2. 126 note 10. Robert Brawer makes the very useful distinction between the three liturgical plays which follow the Sermon very closely and two more complex works (the Benediktbeuern Christmas play and Adam) in each of which ‘the structure is only superficially like that in the independent sermon and liturgical plays; the new shape of the prophetic recital is intimately related to the way the over-all action of the play is framed and to the way individual incidents are developed’: ‘Form and Function’ 104. He goes so far as to call them ‘two dramatic traditions.’

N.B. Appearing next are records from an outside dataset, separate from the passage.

Issue #1453, opened 2017-10-09
Export Granite Strings


Sdaswani:

liuche:
Checked in with UX and it sounds like there will be strings up this evening: strings for the feature as well as alternative strings for a fallback version if the scope of the mocks ends up being too big for the feature (and Brian will be on PTO, so we can't get more strings).

I'll reassign if I need someone else to export these strings for Wednesday.

liuche:
@pocmo If you don't get to this tomorrow during your work day I'll export the strings!

liuche:
PR opened to l10n, and pinged Delphine. It might be at the end of her day so I'll monitor and make changes if needed.

...also for the record, doing strings export without mocks is *extremely* painful, and requires a lot of cross-referencing and constant real-time discussion, so let's not give UX such little lead time next time between prioritization and string freeze.

pocmo:
> ...also for the record, doing strings export without mocks is extremely painful, and requires a lot of cross-referencing and constant real-time discussion, so let's not give UX such little lead time next time between prioritization and string freeze.

Absolutely agree. I'm more in more in favor of adding more time to translate things at the end of the sprint. If we run into issues actually implementing the feature we have no time to adapt anymore.

Sdaswani:
Localizing after the strings are set is an option, but it’s a bit risky as since we don’t have an SLA that strings will be localized in a certain time frame it could risk our release date, which other cross functional teams depend on. We used to indeed localize at the end of development at Lookout but the localization turn around was something we could plan for and it was pretty short (2-3 Days).

Sdaswani:
Also @antlam suggested we release features for English first and let the localizations follow but I’m worried about branching UI based on language 😂.

PR #1467, opened 2017-10-12
Strings for "Add search engine" feature.

liuche:
Added strings for #1453 for Granite.

The additional changes beyond what's included in the strings doc are:
- Adding an error string (per Brian Jones)
- Removing the clickable substring for manually adding a search engine
- Adding strings for manually adding search engine "MANUALLY ADD" and "CANCEL"
- Removed the "[]" around hint strings
- Added "Save" to save manually added search engines
- Added accessibility text

### DIFF
--- a/app/src/main/res/values/strings.xml
+++ b/app/src/main/res/values/strings.xml
@@ -151,6 +151,55 @@
     <!-- Item in Preferences that shows the about page. Parameter 1 is the app name, i.e. Firefox Focus/Firefox Klar. -->
     <string name="preference_about">About %1$s</string>
 
+    <!-- Header for the list of installed search engines -->
+    <string name="preference_search_installed_search_engines">Installed search engines</string>
+
+    <!-- Action for restoring the default list of search engines -->
+    <string name="preference_search_restore">Restore default search engines</string>
+
+    <!-- Action for adding an additional search engine to the list -->
+    <string name="preference_search_add">Add another search engine</string>
+    <string name="preference_search_remove_title">Remove search engines</string>
+    <string name="preference_search_remove">Remove</string>
+
+    <!-- Clickable text in tutorial to open a dialog to manually add a search engine -->
+    <string name="tutorial_search_manually_add">Manually add</string>
+
+    <string name="tutorial_search_title">Add search engine</string>
+    <string name="tutorial_search_step1">1. Go to the search engine homepage.</string>
+    <string name="tutorial_search_step2">2. Tap into the search engine’s search field.</string>
+    <!-- An alternative string for Step 2 of the tutorial -->
+    <string name="tutorial_search_step2_alternative">2. Long press the search engine’s search field.</string>
+    <string name="tutorial_search_step3">3. Tap the magnifying glass icon above the keyboard to add the search engine.</string>
+    <!-- Clickable action text that shows when user long-presses on a search engine search field (this is similar to paste or copy when long-pressing a text field) -->
+    <string name="action_option_add_search_engine">Add search engine</string>
+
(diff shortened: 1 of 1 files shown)


app/src/main/res/values/strings.xml
```diff
@@ -151,6 +151,55 @@
...
+    <!-- Action for restoring the default list of search engines -->
+    <string name="preference_search_restore">Restore default search engines</string>
+
+    <!-- Action for adding an additional search engine to the list -->
+    <string name="preference_search_add">Add another search engine</string>
+    <string name="preference_search_remove">Remove</string>
+
+    <!-- Clickable text in tutorial to open a dialog to manually add a search engine -->
+    <string name="tutorial_search_manually_add">MANUALLY ADD</string>
+    <string name="tutorial_search_cancel">CANCEL</string>
```
pocmo: I wouldn't capitalize the strings here (and further down). For buttons that's done by Android automatically (in languages where it makes sense!) and in other locations we can use the android:capitalize attribute to control it ourselves.

app/src/main/res/values/strings.xml
```diff
@@ -151,6 +151,55 @@
...
+    <string name="tutorial_search_title">Add search engine</string>
+    <string name="tutorial_search_step1">1. Go to the search engine homepage.</string>
+    <string name="tutorial_search_step2">2. Tap into the search engine\'s search field.</string>
+    <!-- An alternative string for Step 2 of the tutorial -->
+    <string name="tutorial_search_step2_alternative">2. Long press the search engine\'s search field.</string>
+    <string name="tutorial_search_step3">3. Tap the magnifying glass icon above the keyboard to add the search engine.</string>
+    <!-- Clickable action text that shows when user long-presses on a search engine search field (this is similar to paste or copy when long-pressing a text field) -->
+    <string name="action_option_add_search_engine">ADD SEARCH ENGINE</string>
+
+    <!-- An alternative string for Step 3 of the tutorial. Parameter 1 is &action_option_add_search_engine, which is the action text that the tutorial is referring to -->
```
pocmo: nit: &action_option_add_search_engine looks like you are referencing a Gecko string because of the & :)

app/src/main/res/values/strings.xml
pocmo: Ah, just saw that we also use this string in placeholders. In this case it might be a bit more complicated than I thought - not sure if we want to call uppercase() on the string before replacing the placeholder?

app/src/main/res/values/strings.xml
```diff
@@ -151,6 +151,55 @@
...
+
+    <string name="search_add_hint">Tap the magnifying glass icon above the keyboard to add this search engine.</string>
+
+    <string name="search_add_manually_name">Name to display</string>
+    <string name="search_add_manually_name_hint">Search engine name</string>
+    <string name="search_add_manually_string">Search string to use</string>
+    <string name="search_add_manually_save">Save</string>
+
+    <!-- Explanation of how to add search string, with instruction on how to modify the string if necessary. The string "%s" should not be changed or removed. -->
+    <string name="search_add_manually_string_hint">Paste or enter search string. If necessary, replace search term with: %s.</string>
```
pocmo: Here (and for the string below) I wonder whether Android will understand %s as a placeholder and whether we need to escape it somehow. I'd test this quickly in a layout.

liuche: I tested this in Focus quickly and it works -  it looks like as long as the %s isn't in the same string as other formatted strings (%1$s) it won't cause problems.

app/src/main/res/values/strings.xml
liuche: Sounds good, I'll capitalize these normally. I also removed Cancel because we already have that as a general string.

3. Jeremiah's text in the Sermon comes from Baruch 3.36–38; I quote from Young's text in ‘Ordo Prophetarum’ (p. 5): ‘Hic est, inquit, Deus noster, et non estimabitur alius absque illo qui inuenit omnem viam scientie et dedit eam Iacob puero suo et Israel dilecto suo. Post hec in terris uisus est, et cum hominibus conuersatus.’ In modern editions of Baruch the last two verbs have a feminine subject, namely, scientia. Verse 38 is given a distinctly Resurrectional exegesis by Honorius, Gemma animae 3.108 (PL 172.671).

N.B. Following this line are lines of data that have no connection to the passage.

Issue #1436, opened 2017-10-04
NullPointerException: DownloadManager.enqueue


pocmo:
```
java.lang.NullPointerException: 
  at android.app.DownloadManager.enqueue (DownloadManager.java:1026)
  at org.mozilla.focus.fragment.BrowserFragment.queueDownload (BrowserFragment.java:659)
  at org.mozilla.focus.fragment.BrowserFragment.access$1300 (BrowserFragment.java:78)
  at org.mozilla.focus.fragment.BrowserFragment$8.onDownloadStart (BrowserFragment.java:476)
  at org.mozilla.focus.menu.WebContextMenu$2.onNavigationItemSelected (WebContextMenu.java:138)
  at android.support.design.widget.NavigationView$1.onMenuItemSelected (NavigationView.java:154)
  at android.support.v7.view.menu.MenuBuilder.dispatchMenuItemSelected (MenuBuilder.java:822)
  at android.support.v7.view.menu.MenuItemImpl.invoke (MenuItemImpl.java:171)
  at android.support.v7.view.menu.MenuBuilder.performItemAction (MenuBuilder.java:973)
  at android.support.design.internal.NavigationMenuPresenter$1.onClick (NavigationMenuPresenter.java:342)
```

pocmo:
b10f55f18c6ad959d43efec81c1b9c9c14d725d1

PR #1476, opened 2017-10-13
Added try catch blocks for downloads (#1436)

ekager:
Added some error handling for queuing downloads [copied from Firefox ](https://dxr.mozilla.org/mozilla-central/source/mobile/android/base/java/org/mozilla/gecko/BrowserApp.java#2175)
Not sure how to reproduce the original NPE error, but can continue to investigate. I thought if I tried to switch sessions while the download was queuing it would lead to a NPE because maybe the manager would be null, but I couldn't switch sessions fast enough. What do you think?


pocmo:
> Not sure how to reproduce the original NPE error, but can continue to investigate. 

Did you try stackoverflow etc.? Wouldn't be surprised if this is just something we have to expect from DownloadManager in certain Android versions. :(
You could also try "blame" on the Fennec code and see if the linked bug contains any helpful information.

PR #1478, opened 2017-10-13
Update check_translations.py

d6thsense:
Added "Error: and Warning: tags in print statements"


mcomella:
#1434.

Unfortunately, I have to run but hopefully @pocmo will get to this Monday.

d6thsense:
Thanks :)

PR #1480, opened 2017-10-16
Fix SwitchLocalTest Failure

npark-mozilla:


npark-mozilla:
moving it to Beforeclass seems to make it work - what do you think?

PR #1484, opened 2017-10-17
Update search engines preferences to use RadioButtons

liuche:
This is the first step to adding the Preference for manually adding a new search engine. (The button for manually adding search engines will be added below all the search engines.) Could also land this totally separately to get more testing/avoid bitrot.

screenshot_1508884140

Opening a PR right now just to make sure things are going the right direction, the Settings code was a little messy.

@lime124, I also added the icons which wasn't in your mock - let me know if that's desired (I can take it out easily), or if it makes the "add a manual search engine" messier (because we might not have an icon for those).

4. See Muir , Liturgy 98–100.

5. Adam would not be an unsatisfactory means of catechizing those preparing for Easter Baptism. Ordo L directs that such catechesis take place specifically during the Vigil lections: ‘Interim autem dum lectiones leguntur, presbiteri catecizent infantes qui non sunt catecizati et praeparent ad baptizandum’ (Andrieu, Ordines 5.275–76). Furthermore, the questions addressed to those requesting Baptism correspond quite strikingly with the range of topics treated in Adam — even to the point of excluding any mention of Jesus’ Resurrection: ‘Abrenuntias Satanae? … Et omnibus operibus eius? … Et omnibus pompis eius? … Credis in Deum patrem omnipotentem, creatorem caeli et terrae? … Credis et in Iesum Christum filium eius unicum dominum nostrum, natum et passum ? …’ (Andrieu, Ordines 5.283).